Here, I demonstrate how to use predeval with a model producing continuous outputs. This example uses the [diabetes dataset from sklearn](https://scikit-learn.org/stable/modules/generated/sklearn.datasets.load_diabetes.html#sklearn.datasets.load_diabetes). I start by loading this dataset and using the first 300 samples to train a linear regression model.

In [1]:
from sklearn.linear_model import LinearRegression
from sklearn import datasets
import numpy as np
from numpy.random import seed

# load data
diabetes = datasets.load_diabetes()
all_x = diabetes.data
all_y = diabetes.target

# shuffle data
indices = np.arange(all_x.shape[0])
seed(1234)
np.random.shuffle(indices)

# create training set
X = all_x[indices[:300], :]
Y = all_y[indices[:300]]

# train model
linreg = LinearRegression()
linreg.fit(X, Y)

LinearRegression(copy_X=True, fit_intercept=True, n_jobs=1, normalize=False)

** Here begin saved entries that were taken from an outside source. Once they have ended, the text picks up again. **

PR #2255, opened 2024-09-11
MCR 3184 fix pmd issues in mycore user 2

Antoniafriedrich:
[Link to jira](https://mycore.atlassian.net/browse/MCR-3184).

### DIFF
--- a/mycore-user2/src/main/java/org/mycore/user2/MCRRealmFactory.java
+++ b/mycore-user2/src/main/java/org/mycore/user2/MCRRealmFactory.java
@@ -158,9 +158,6 @@ public class MCRRealmFactory {
             }
         }
         realmsDocument = root.getDocument();
-        MCRRealmFactory.realmsMap = realmsMap;
-        MCRRealmFactory.realmsList = realmsList;
-        MCRRealmFactory.attributeMapper = attributeMapper;
     }
 
     private static Document getRealms() throws JDOMException, TransformerException, IOException {
--- a/mycore-user2/src/main/java/org/mycore/user2/MCRRealmFactory.java
+++ b/mycore-user2/src/main/java/org/mycore/user2/MCRRealmFactory.java
@@ -157,7 +157,7 @@ public class MCRRealmFactory {
                 localRealm = realm;
             }
         }
-        MCRRealmFactory.realmsDocument = root.getDocument();
+        realmsDocument = root.getDocument();
         MCRRealmFactory.realmsMap = realmsMap;
         MCRRealmFactory.realmsList = realmsList;
         MCRRealmFactory.attributeMapper = attributeMapper;
--- a/mycore-user2/src/main/java/org/mycore/user2/MCRRealmFactory.java
+++ b/mycore-user2/src/main/java/org/mycore/user2/MCRRealmFactory.java
@@ -158,6 +158,9 @@ public class MCRRealmFactory {
             }
         }
         realmsDocument = root.getDocument();
+        MCRRealmFactory.realmsMap = realmsMap;
+        MCRRealmFactory.realmsList = realmsList;
+        MCRRealmFactory.attributeMapper = attributeMapper;
     }
 
     private static Document getRealms() throws JDOMException, TransformerException, IOException {
--- a/mycore-user2/src/main/java/org/mycore/user2/MCRUser.java
+++ b/mycore-user2/src/main/java/org/mycore/user2/MCRUser.java
@@ -546,10 +546,7 @@ public class MCRUser implements MCRUserInformation, Cloneable, Serializable {
     @Override
     public boolean isUserInRole(final String role) {
         boolean directMember = getSystemRoleIDs().contains(role) || getExternalRoleIDs().contains(role);
-        if (directMember) {
-            return true;
-        }
-        return MCRRoleManager.isAssignedToRole(this, role);
+        return directMember||MCRRoleManager.isAssignedToRole(this, role);
     }
 
     @ElementCollection(fetch = FetchType.EAGER)
--- a/mycore-user2/src/main/java/org/mycore/user2/MCRUser.java
+++ b/mycore-user2/src/main/java/org/mycore/user2/MCRUser.java
@@ -730,6 +730,7 @@ public class MCRUser implements MCRUserInformation, Cloneable, Serializable {
 
     @Transient
     @XmlElement(name = "owner")
+    @SuppressWarnings("PMD.UnusedPrivateMethod")
     private UserIdentifier getOwnerId() {
         if (owner == null) {
             return null;
--- a/mycore-user2/src/main/java/org/mycore/user2/MCRUser.java
+++ b/mycore-user2/src/main/java/org/mycore/user2/MCRUser.java
@@ -552,13 +552,6 @@ public class MCRUser implements MCRUserInformation, Cloneable, Serializable {
         return MCRRoleManager.isAssignedToRole(this, role);
     }
 
-    /**
-     * @param attributes the attributes to set
-     */
-    public void setAttributes(SortedSet<MCRUserAttribute> attributes) {
-        this.attributes = attributes;
-    }
-
     @ElementCollection(fetch = FetchType.EAGER)
     @CollectionTable(name = "MCRUserAttr",
         joinColumns = @JoinColumn(name = "id"),
@@ -569,6 +562,13 @@ public class MCRUser implements MCRUserInformation, Cloneable, Serializable {
     @XmlElement(name = "attribute")
     public SortedSet<MCRUserAttribute> getAttributes() {
         return this.attributes;
+    }
+
+    /**
+     * @param attributes the attributes to set
+     */
+    public void setAttributes(SortedSet<MCRUserAttribute> attributes) {
+        this.attributes = attributes;
     }
 
     /**
@@ -725,7 +725,7 @@ public class MCRUser implements MCRUserInformation, Cloneable, Serializable {
         if (anyMatch.isPresent()) {
             MCRUserAttribute attr = anyMatch.get();
             attr.setValue(value);
-            getAttributes().removeIf(a -> a.getName().equals(name) && a != attr);
+            getAttributes().removeIf(a -> a.getName().equals(name) && !(a.equals(attr)));
         } else {
             getAttributes().add(new MCRUserAttribute(name, value));
         }
--- a/mycore-user2/src/main/java/org/mycore/user2/MCRUser.java
+++ b/mycore-user2/src/main/java/org/mycore/user2/MCRUser.java
@@ -546,7 +546,7 @@ public class MCRUser implements MCRUserInformation, Cloneable, Serializable {
     @Override
     public boolean isUserInRole(final String role) {
         boolean directMember = getSystemRoleIDs().contains(role) || getExternalRoleIDs().contains(role);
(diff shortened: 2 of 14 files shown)


mycore-user2/src/main/java/org/mycore/user2/MCRUser.java
```diff
@@ -725,14 +722,15 @@ public void setUserAttribute(String name, String value) {
         if (anyMatch.isPresent()) {
             MCRUserAttribute attr = anyMatch.get();
             attr.setValue(value);
-            getAttributes().removeIf(a -> a.getName().equals(name) && a != attr);
+            getAttributes().removeIf(a -> a.getName().equals(name) && !(a.equals(attr)));
```
sebhofmann: This would remove all attributes which do not have the same name and value and previously it would remove all attributes which are not the same object. I don't know if this produces any negative side effects.

mycore-user2/src/main/java/org/mycore/user2/MCRUserAttributeMapper.java
```diff
@@ -113,88 +113,106 @@ public boolean mapAttributes(final Object object, final Map<String, ?> attribute
...
+
+            final String name = attrAnno.name().isEmpty() ? getAttriutebName(annotated) : attrAnno.name();
+            final List<Attribute> attribs = attributeMapping.get(name);
 
-            if (annotated instanceof Field field) {
-                attrAnno = field.getAnnotation(MCRUserAttribute.class);
-            } else if (annotated instanceof Method method) {
-                attrAnno = method.getAnnotation(MCRUserAttribute.class);
+            if (attributes == null) {
+                return changed;
```
sebhofmann: This needs to be continue or the other annotation are skipped.

mycore-user2/src/main/java/org/mycore/user2/MCRUserAttributeMapper.java
```diff
@@ -113,88 +113,106 @@ public boolean mapAttributes(final Object object, final Map<String, ?> attribute
...
-                    }
+            for (Attribute attribute : attribs) {
+                if (!attributes.containsKey(attribute.mapping)) {
+                    continue;
+                }
+
+                Object value = attributes.get(attribute.mapping);
+                if (value == null) {
+                    LOGGER.warn("Could not apply mapping for {}", attribute.mapping);
+                    continue;
```
sebhofmann: The Code before would not continue, instead it would use the MCRUserAttributeConverter with an null value and abort later.
Since all the MCRUserAttributeConverter in mycore check for a null value, the behavior is probably the same.

mycore-user2/src/main/java/org/mycore/user2/MCRUserServlet.java
```diff
@@ -237,116 +241,163 @@ private void saveCurrentUser(HttpServletRequest req, HttpServletResponse res) th
      */
     private void saveUser(HttpServletRequest req, HttpServletResponse res) throws Exception {
         MCRUser currentUser = MCRUserManager.getCurrentUser();
-        if (!checkUserIsNotNull(res, currentUser, null)) {
+        Document doc = (Document) (req.getAttribute("MCRXEditorSubmission"));
+        Element u = doc.getRootElement();
+        MCRUser user = getUserOrCreateNew(res, u, currentUser);
+
+        if (!checkUserIsNotNull(res, currentUser, null) || !checkPermissions(res) || user == null) {
```
sebhofmann: checkUserIsNotNull was the first check before and now the stuff in getUserOrCreateNew can be called with a null user.

sebhofmann: The new user is created before checking the rights. You should insert the old method again and rework it again.

mycore-user2/src/main/java/org/mycore/user2/login/MCRLDAPClient.java
```diff
@@ -213,30 +228,10 @@ public boolean updateUserProperties(MCRUser user) throws NamingException {
...
-        name = name.replaceAll("\\s+", " ").trim();
-        if (name.contains(",")) {
-            return name;
-        }
-        int pos = name.lastIndexOf(' ');
-        if (pos == -1) {
-            return name;
-        }
-        return name.substring(pos + 1) + ", " + name.substring(0, pos);
+        return (name.replaceAll("\\s+", " ").trim()).contains(",") ? name : name.lastIndexOf(' ') == -1 ? name
```
sebhofmann: This is not better readable.

sebhofmann (changes requested):

mycore-user2/src/main/java/org/mycore/user2/MCRUserAttributeMapper.java
Antoniafriedrich: This is correct. Like in the original (line128-191) the rest of the code should be skipped if `attributes==null`

sebhofmann: The Code is wrapped in a for loop. (line 115 old code, line 114 new code) If attributes == null then you skip all the remaining loops, but the old code continues with the other annotations.

Antoniafriedrich: On a second look you are right! Thank you. I corrected the problem.

sebhofmann:
if (!attributes.containsKey(attribute.mapping)) {
                            return changed;
                        }
 in MCRUserAttributeMapper.java seems to still be wrong.

mycore-user2/src/main/java/org/mycore/user2/MCRRealmFactory.java
```diff
@@ -157,7 +157,7 @@ private static void loadRealms() {
                 localRealm = realm;
             }
         }
-        MCRRealmFactory.realmsDocument = root.getDocument();
+        realmsDocument = root.getDocument();
         MCRRealmFactory.realmsMap = realmsMap;
```
rsteph-de, line 161: also remove MCRRealmFactory. for the following next static properties

mycore-user2/src/main/java/org/mycore/user2/MCRUserAttributeMapper.java
```diff
@@ -111,88 +111,103 @@ public static MCRUserAttributeMapper instance(Element attributeMapping) {
...
-
         for (Object annotated : getAnnotated(object)) {
-            MCRUserAttribute attrAnno = null;
-
-            if (annotated instanceof Field field) {
-                attrAnno = field.getAnnotation(MCRUserAttribute.class);
-            } else if (annotated instanceof Method method) {
-                attrAnno = method.getAnnotation(MCRUserAttribute.class);
-            }
+            MCRUserAttribute attrAnno = getMCRUserAttribute(annotated);
```
rsteph-de: method name: use `get*` only for real getters, suggestion `retrieve*` or `calc*`

mycore-user2/src/main/java/org/mycore/user2/MCRUserServlet.java
```diff
@@ -268,25 +324,20 @@ private void saveUser(HttpServletRequest req, HttpServletResponse res) throws Ex
...
-        Attribute hintAttr = hintPath.evaluateFirst(u);
-        String hint = hintAttr == null ? null : hintAttr.getValue();
-        if ((hint != null) && (hint.trim().length() == 0)) {
-            hint = null;
+            }
         }
-        user.setHint(hint);
-
-        updateBasicUserInfo(u, user);
+        return null;
```
sebhofmann: There needs to be a `return user;` after line 334, otherwise it will return null for a existing user and before line 334 there needs to be a `return null;`.

mycore-user2/src/main/java/org/mycore/user2/MCRUserServlet.java
```diff
@@ -268,25 +324,20 @@ private void saveUser(HttpServletRequest req, HttpServletResponse res) throws Ex
...
+    }
 
+    private boolean updateUserRoles(HttpServletResponse res, boolean hasAdminPermission, Element u, MCRUser user,
```
sebhofmann: This method name is confusing because it does something else and there is already a method with the same name.

mycore-user2/src/main/java/org/mycore/user2/MCRUserServlet.java
```diff
@@ -74,10 +75,96 @@ public class MCRUserServlet extends MCRServlet {
...
+        // Check for required fields is done in the editor form itself, not here
+        if ((userName == null) || (realmID == null)) {
+            return true;
+        }
+
+        // In all other cases, combination of userName and realm must not exist
+        return !MCRUserManager.exists(userName, realmID);
+    }
+
+    private static void updateUserOwner(String userName, String realmID, MCRUser user) {
```
sebhofmann: This method name is confusing because it updates the actual user and has nothing todo with the owner.

rsteph-de (changes requested):

mycore-user2/src/main/java/org/mycore/user2/MCRRealmFactory.java
Antoniafriedrich: This one was not marked by pmd and removing it breaks the build.

mycore-user2/src/main/java/org/mycore/user2/MCRUserAttributeMapper.java
```diff
@@ -111,88 +111,103 @@ public static MCRUserAttributeMapper instance(Element attributeMapping) {
...
+                                    "A not nullable attribute \"" + name + "\" was null.");
                             }
 
-                            if (convCls != null) {
-                                MCRUserAttributeConverter converter = convCls.getDeclaredConstructor().newInstance();
-                                LOGGER.debug("convert value \"{}\" with \"{}\"", value, converter.getClass().getName());
-                                value = converter.convert(value,
-                                    attribute.separator != null ? attribute.separator : attrAnno.separator(),
-                                    attribute.getValueMap());
+                            if (updateFieldOrMethod(object, annotated, attribute, value)) {
```
rsteph-de, line 138: `changed = updateFieldOrMethod(...)`

or maybe you can remove the `changed` variable and use `return updateFieldOrMethod(..)` here

and `return false` at the end.

rsteph-de (changes requested):

mycore-user2/src/main/java/org/mycore/user2/MCRUserAttributeMapper.java
sebhofmann: changed = changed || updateFieldOrMethod(...) would work, but the other two suggestions not, because this is inside two loops.

sebhofmann: But i think this is fine now

sebhofmann (dismissed):
We can merge that, but i would prefer if we reset the MCRUserServlet and make a exception for it.

rsteph-de:
I agree. We are not sure that the modifications in MCRUserServlet do not break current behaviour. 
Therefore we should look into these changes seperately after the release.

Antoniafriedrich:
From the last discussion it is not obvious to me, which changes are wanted.
I assume:
`  changed = changed || updateFieldOrMethod(object, attrAnno, attribute, value);`

Anything else I might have missed?

rsteph-de (approved):
looks good for me now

Now that we have a trained model, we can use the model's output to create a ContinuousEvaluator object. We start by importing the ContinuousEvaluator class and instantiating an object, <code>ce</code>, with the model's output. Predeval uses this data to form expectations about how future data will look.

In [2]:
from predeval import ContinuousEvaluator

# give model output from training data to ContinuousEvaluator object
model_output = linreg.predict(X)
ce = ContinuousEvaluator(model_output)

In a real setting, we would give the model completely new data and pass its new predictions into `ce`. Instead, we will pass the remaining data to the model. We will then ask predeval to compare these new outputs to the old outputs.

In [3]:
# give validation data to ContinuousEvaluator object
new_model_output = linreg.predict(all_x[300:, :])
ce.check_data(new_model_output)

Passed min check; min observed=52.1812
Passed max check; max observed=288.6014
Passed mean check; mean observed=159.6063 (Expected 152.7400 +- 104.0139)
Passed std check; std observed=53.4388 (Expected 52.0070 +- 26.0035)
Passed ks check; test statistic=0.0937, p=0.3497


[('min', True), ('max', True), ('mean', True), ('std', True), ('ks', True)]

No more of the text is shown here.